China Evergrande Group, the prominent real estate conglomerate grappling with substantial debts, experienced a staggering 87% decline in its Hong Kong trading on Monday after a 17-month suspension. The company’s market valuation plummeted to just HK$4.6 billion ($586 million), relegating it to the status of a penny stock. This sharp descent, with shares now priced at HK$0.35, has drastically reduced its market capitalization from the pinnacle of over $50 billion reached in 2017.
The developer, currently immersed in a complex process of debt restructuring, divulged a staggering loss amounting to 33 billion yuan attributed to shareholders for the six months ending on June 30. The revelation, disclosed in a filing to the Hong Kong stock exchange, adds to the mounting woes of Evergrande, comprising losses surpassing 582 billion yuan over the previous biennium. These marked the first annual losses since its listing in 2009.
Postponing creditor meetings slated to commence on Monday, the beleaguered company now aims to convene these discussions in late September. The decision comes subsequent to the bid by Evergrande to recommence trading, underlining its commitment to improved internal control systems and processes aligned with Hong Kong listing regulations. Prior to this halt, the last trading session transpired on March 18, 2022. The precipitous 99% decline from its zenith serves as a resounding indicator of the housing crisis that has reverberated through the world’s second-largest economy throughout the last two years.
Revealing aggregate liabilities of 2.39 trillion yuan at the close of June, the company’s financial obligations outstripped its total assets, quantified at 1.74 trillion yuan. Excluding contractual liabilities, the overall tally stood at 1.78 trillion yuan, a marginal increase from the 1.72 trillion yuan reported in 2022. Although borrowings witnessed a modest uptick to 625 billion yuan, obligations to entities such as suppliers surged significantly to 1 trillion yuan, as illustrated by the released results.
With a scant cash buffer of 13.4 billion yuan, the resumption of trading and the ensuing creditor vote are unlikely to provide substantial relief. In April, Evergrande announced that approximately 77% of its Class A bondholders supported its plan, while only 30% of Class C bondholders offered their endorsement. The findings underwent scrutiny by Prism, a modest-sized accounting firm enlisted as Evergrande’s auditor in January. Prism refrained from delivering a conclusion on the interim earnings report due to manifold uncertainties.

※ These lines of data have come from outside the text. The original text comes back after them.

PR #1848, opened 2024-11-18
Fix netlogon implementation

ThePirateWhoSmellsOfSunflowers:
Hi.

Minor fixes within NETLOGON implementation:
- If AES is set for signing, function uses the right structure: `NL_AUTH_SHA2_SIGNATURE`
- `NL_AUTH_SHA2_SIGNATURE` is now more MS-NRPC "compliant": Reserved bytes are no longer part of the signature (see [2.2.1.3.3](https://learn.microsoft.com/en-us/openspecs/windows_protocols/ms-nrpc/fc77c8aa-6c21-446b-a822-4da26cc8a9a8))
- New function `ComputeNetlogonAuthenticatorAES`: compute a AES authenticator, based on `ComputeNetlogonAuthenticator`
- Fix bug when INTEGRITY is set: `confounder` is `b''` but it is compared with `''` (which returns `False`). This PR fixes it.

:sunflower:

### DIFF
--- a/impacket/dcerpc/v5/nrpc.py
+++ b/impacket/dcerpc/v5/nrpc.py
@@ -1623,9 +1623,10 @@ class NL_AUTH_SHA2_SIGNATURE(Structure):
         ('Pad','<H=0xffff'),
         ('Flags','<H=0'),
         ('SequenceNumber','8s=""'),
-        ('Checksum','32s=""'),
+        ('Checksum','8s=""'),
         ('_Confounder','_-Confounder','8'),
         ('Confounder',':'),
+        ('Reserved','24s=""'),
     )
     def __init__(self, data = None, alignment = 0):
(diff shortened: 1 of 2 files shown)


ThePirateWhoSmellsOfSunflowers:
I added a method to switch to AES for secure channel. It only affects NETLOGON when it is used as SSP.
Default value is `False` to keep retro compatibility with older scripts.

:sunflower:

ThePirateWhoSmellsOfSunflowers:
@anadrianmanrique I've created a simple [script](https://gist.github.com/ThePirateWhoSmellsOfSunflowers/cdf85b2c3b040f7c33b66d7001baf0ab) that uses this PR. It should help to test.

:sunflower:

ThePirateWhoSmellsOfSunflowers:
Looks good for me. Thanks

:sunflower:

PR #1849, opened 2024-11-19
Handle no more entries response from ept_lookup rpc call

AndreasLrx:
Hi :wave:

This PR aims to allow usage of ept_lookup with Samba Active Directory.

Offshore bondholders now face an additional four-week period to digest the latest developments as they assess the contours of the company’s proposal for debt restructuring. Evergrande’s staggering losses and the adjournment of engagements with creditors serve as poignant reminders of the housing crisis, with emergent default issues confronting various Chinese developers. Despite the company’s commitment to fulfilling pre-sold residences, the precarious cash shortage “jeopardizes” its ability to finalize housing projects and the broader recovery of China’s housing sector.
As investors brace for potential market fluctuations, the industry anticipates further revelations from China’s real estate sector, burdened by a significant load of debt.